Up to and including the line with "ditto for the path", please reproduce the lines below exactly, beginning with the first.

= Beginning of Section =

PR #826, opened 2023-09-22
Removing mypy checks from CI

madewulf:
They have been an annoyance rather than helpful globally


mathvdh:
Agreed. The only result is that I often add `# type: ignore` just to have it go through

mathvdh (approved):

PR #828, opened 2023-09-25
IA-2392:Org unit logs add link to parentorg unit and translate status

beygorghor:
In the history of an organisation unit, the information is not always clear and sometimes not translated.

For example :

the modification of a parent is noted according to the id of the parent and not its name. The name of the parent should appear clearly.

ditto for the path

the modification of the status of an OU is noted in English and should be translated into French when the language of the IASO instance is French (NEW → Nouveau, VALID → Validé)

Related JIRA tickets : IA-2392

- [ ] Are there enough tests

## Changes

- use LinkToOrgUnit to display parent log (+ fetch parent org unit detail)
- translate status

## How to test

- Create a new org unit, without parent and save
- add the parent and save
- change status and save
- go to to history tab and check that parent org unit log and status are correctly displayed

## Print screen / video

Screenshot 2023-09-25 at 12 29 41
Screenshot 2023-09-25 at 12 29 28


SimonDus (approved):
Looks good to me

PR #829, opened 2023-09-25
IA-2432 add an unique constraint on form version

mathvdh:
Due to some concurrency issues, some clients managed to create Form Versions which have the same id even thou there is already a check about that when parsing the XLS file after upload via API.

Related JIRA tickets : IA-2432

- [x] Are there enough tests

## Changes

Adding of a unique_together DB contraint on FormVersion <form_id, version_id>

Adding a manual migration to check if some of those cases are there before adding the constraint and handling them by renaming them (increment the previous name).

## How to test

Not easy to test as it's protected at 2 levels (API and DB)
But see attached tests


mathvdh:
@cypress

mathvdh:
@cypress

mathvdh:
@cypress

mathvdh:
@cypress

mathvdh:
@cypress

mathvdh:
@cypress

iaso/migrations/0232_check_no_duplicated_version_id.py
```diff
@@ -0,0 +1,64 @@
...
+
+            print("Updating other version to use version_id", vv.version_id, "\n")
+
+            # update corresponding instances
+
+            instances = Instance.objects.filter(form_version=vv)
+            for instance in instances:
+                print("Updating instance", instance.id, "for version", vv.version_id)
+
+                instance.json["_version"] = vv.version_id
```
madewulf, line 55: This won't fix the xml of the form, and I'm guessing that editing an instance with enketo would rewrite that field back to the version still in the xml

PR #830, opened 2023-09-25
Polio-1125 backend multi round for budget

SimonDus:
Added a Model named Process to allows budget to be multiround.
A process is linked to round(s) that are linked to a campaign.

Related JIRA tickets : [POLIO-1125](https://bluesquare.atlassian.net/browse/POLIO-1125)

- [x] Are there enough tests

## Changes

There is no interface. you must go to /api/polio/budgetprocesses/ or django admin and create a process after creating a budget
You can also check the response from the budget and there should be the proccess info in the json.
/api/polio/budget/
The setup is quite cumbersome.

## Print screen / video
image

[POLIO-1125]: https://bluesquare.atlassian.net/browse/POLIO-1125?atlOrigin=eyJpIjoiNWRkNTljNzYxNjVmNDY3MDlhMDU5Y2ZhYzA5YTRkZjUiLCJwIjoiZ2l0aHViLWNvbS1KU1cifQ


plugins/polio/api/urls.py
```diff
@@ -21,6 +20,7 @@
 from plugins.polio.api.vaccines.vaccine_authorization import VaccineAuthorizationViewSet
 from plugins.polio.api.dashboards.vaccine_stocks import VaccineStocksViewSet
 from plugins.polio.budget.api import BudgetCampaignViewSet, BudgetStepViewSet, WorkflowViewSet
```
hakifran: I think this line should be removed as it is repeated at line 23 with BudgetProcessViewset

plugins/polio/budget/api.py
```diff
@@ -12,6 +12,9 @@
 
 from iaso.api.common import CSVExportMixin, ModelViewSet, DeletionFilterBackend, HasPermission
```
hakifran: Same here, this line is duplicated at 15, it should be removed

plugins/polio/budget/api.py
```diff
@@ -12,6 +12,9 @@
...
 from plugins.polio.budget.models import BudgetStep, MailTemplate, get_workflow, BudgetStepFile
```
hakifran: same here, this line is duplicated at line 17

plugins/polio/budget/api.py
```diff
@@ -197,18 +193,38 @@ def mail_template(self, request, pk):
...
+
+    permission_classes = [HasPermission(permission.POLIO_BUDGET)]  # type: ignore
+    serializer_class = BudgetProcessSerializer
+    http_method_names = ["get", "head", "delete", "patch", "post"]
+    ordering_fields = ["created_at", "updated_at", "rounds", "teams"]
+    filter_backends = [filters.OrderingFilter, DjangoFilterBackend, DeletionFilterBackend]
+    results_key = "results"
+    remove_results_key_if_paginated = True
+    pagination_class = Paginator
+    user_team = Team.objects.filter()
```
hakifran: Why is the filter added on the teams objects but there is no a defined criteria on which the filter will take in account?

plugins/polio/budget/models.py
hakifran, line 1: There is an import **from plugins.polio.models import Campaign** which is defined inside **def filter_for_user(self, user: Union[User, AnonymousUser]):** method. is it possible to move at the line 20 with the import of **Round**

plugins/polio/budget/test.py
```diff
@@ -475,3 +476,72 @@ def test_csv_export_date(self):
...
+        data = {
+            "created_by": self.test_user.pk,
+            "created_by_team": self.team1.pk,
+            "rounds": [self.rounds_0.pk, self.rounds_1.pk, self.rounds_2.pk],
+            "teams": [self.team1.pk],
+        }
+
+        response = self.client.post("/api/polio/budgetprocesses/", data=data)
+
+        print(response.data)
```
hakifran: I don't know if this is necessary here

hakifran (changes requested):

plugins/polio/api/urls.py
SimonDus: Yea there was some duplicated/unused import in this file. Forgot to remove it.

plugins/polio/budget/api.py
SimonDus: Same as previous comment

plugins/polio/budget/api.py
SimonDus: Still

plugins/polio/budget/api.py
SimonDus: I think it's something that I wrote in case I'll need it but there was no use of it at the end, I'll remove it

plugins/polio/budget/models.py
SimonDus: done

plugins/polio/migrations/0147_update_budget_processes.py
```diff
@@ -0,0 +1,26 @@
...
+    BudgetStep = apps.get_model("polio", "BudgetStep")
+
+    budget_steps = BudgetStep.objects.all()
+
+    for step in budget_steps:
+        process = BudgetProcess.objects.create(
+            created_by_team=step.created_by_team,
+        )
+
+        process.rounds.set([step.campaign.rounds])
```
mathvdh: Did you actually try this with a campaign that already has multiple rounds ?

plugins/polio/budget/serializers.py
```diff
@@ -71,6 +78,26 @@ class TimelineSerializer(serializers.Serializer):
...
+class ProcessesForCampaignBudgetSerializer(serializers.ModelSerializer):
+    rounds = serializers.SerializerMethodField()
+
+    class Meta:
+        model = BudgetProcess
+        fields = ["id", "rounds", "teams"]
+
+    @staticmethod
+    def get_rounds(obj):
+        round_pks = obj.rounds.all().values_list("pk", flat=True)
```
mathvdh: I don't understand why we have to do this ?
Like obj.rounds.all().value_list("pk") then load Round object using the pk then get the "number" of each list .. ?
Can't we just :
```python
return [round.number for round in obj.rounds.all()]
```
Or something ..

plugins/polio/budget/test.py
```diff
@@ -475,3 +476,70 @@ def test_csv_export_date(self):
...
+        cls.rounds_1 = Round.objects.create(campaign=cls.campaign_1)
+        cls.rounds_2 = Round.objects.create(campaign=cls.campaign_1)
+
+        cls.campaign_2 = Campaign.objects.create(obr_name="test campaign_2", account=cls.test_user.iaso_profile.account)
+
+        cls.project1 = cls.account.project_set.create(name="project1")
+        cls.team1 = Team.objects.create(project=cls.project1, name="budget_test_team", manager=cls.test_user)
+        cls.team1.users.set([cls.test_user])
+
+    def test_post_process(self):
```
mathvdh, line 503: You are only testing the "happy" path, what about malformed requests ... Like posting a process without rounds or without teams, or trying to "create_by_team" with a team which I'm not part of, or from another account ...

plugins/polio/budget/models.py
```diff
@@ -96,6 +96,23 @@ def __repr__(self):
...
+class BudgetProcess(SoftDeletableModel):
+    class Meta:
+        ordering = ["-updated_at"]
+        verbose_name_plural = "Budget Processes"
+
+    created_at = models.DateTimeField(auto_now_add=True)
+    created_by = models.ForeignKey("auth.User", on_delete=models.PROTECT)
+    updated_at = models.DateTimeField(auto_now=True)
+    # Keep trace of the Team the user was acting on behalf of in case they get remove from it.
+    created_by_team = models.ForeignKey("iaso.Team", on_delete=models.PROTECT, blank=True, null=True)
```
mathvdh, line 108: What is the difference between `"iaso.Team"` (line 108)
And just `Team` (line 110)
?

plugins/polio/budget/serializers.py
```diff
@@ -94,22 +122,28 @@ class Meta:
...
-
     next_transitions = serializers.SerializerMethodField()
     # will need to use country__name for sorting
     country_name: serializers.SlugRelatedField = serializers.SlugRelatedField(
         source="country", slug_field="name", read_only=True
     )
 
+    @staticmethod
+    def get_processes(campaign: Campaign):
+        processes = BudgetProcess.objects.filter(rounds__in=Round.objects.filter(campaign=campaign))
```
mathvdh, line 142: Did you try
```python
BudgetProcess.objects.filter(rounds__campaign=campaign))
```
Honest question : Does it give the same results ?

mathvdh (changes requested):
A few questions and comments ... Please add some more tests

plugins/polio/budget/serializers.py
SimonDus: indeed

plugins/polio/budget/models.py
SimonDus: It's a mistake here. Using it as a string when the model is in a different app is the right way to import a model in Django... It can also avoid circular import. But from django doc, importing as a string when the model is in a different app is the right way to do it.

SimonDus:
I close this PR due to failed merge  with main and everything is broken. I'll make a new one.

= End of Section =

**Solution to the exercise**
PR #826, opened 2023-09-22
Removing mypy checks from CI

madewulf:
They have been an annoyance rather than helpful globally


mathvdh:
Agreed. The only result is that I often add `# type: ignore` just to have it go through

mathvdh (approved):

PR #828, opened 2023-09-25
IA-2392:Org unit logs add link to parentorg unit and translate status

beygorghor:
In the history of an organisation unit, the information is not always clear and sometimes not translated.

For example :

the modification of a parent is noted according to the id of the parent and not its name. The name of the parent should appear clearly.

ditto for the path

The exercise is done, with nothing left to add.